Lima Orang Pelaku Perdagangan Pekerja Buruh Ilegal Ditetapkan Tersangka

Jumat, 21/02/2025 - 18:17
Kantor Polres Manggarai

Kantor Polres Manggarai

Klikwarta.com, Manggarai - Kepolisian Resor Manggarai, Nusa Tenggara Timur(NTT) menetapkan lima tersangka sindikat pelaku tindak pidana perdagangan orang terhadap 9 calon pekerja buruh ilegal, pada Rabu (19/2/2025). Kelima tersangka tersebut,yakni YJ, BR, MP ,DL dan MR.
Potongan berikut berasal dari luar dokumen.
Issue #269, opened 2018-02-09
When all filters are applied and filter 'Value' is set (from $1000), they are not aligned by height (FireFox, Chrome)


churik:
### Description
*Type*: Bug
*Summary*: want to see all filters nicely aligned by height regardless of what filters are currently applied. Now if all filters are applied, filter 'Value' filter continues contain one row while other filters contain 2 rows.

#### Expected behavior
like in "Safari" 

#### Actual behavior
<img width="794" alt="11" src="https://user-images.githubusercontent.com/4557972/36033335-69257f50-0db9-11e8-991a-cbfb35fd2321.png">

### Reproduction

 - open https://openbounty.status.im:444/app
 - select on 'Value' amount >1000 (i.e. from $1000 - 10000)
 - apply all other filters
 
### Additional Information
* Browser: Chrome, FireFox
* Operating System: macOS 10.13.1

PR #283, opened 2018-02-14
Fix vertical height in filter boxes

pablodip:
Fixes: #269 

Status: Finished


pablodip:
@martinklepsch We're not requiring GPG signature for now. Could you open a Github issue to start a discussion about whether we should require that?

pablodip:
@churik Is this PR testable without merging it to `develop`?

churik:
Tested in Chrome, Safari, FF (mac OS HighSierra)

Kapolres Manggarai AKBP Edwin Saleh melalui Paur Humas Made Budiarsa kepada media ini menyampaikan, kasus ini berhasil diungkap setelah mendapat laporan dari masyarakat dengan dugaan terdapat 9 orang yang akan diberangkatkan ke Kalimantan Timur sebagai pekerja nonprosedural.

Menurut Budi,kelima pelaku tersebut memiliki peran masing-masing.DL dan MR berperan sebagai perekrut lapangan  atas perintah YJ. Sementara, BR adalah pemilik perusahaan perekrut untuk wilayah Surabaya.Sedangkan MP sebagai utusan pihak perusahaan PT.AAMU di Kalimantan Timur selaku penerima pekerja.

Kelima pelaku tersebut ditahan di rutan Polres Manggarai dan di kenakan pasal berlapis.

"Kelima tersangka telah di tahan sejak tanggal 19/02/2025 kemarin di polres Rutan manggarai  dan pasal yang di sangkakan adalah pasal 17 jo pasal 2 ayat 1 uu no. 21 tahun 2007 tentang pemberantasan  tindak pidana perdagangan orang junto Pasal 55 ayat 1  ke 1 KUHP atau  pasal 10  uu no 21 tahun 2007 tentang pemberantasan tindak pidana perdagangan orang jo pasal 55ayat 1 ke 1  KUHP dengan ancaman hukuman minimal  3 tahun dan maksimal 15 tahun dan atau Denda Rp. 600.000.000",ungkapnya.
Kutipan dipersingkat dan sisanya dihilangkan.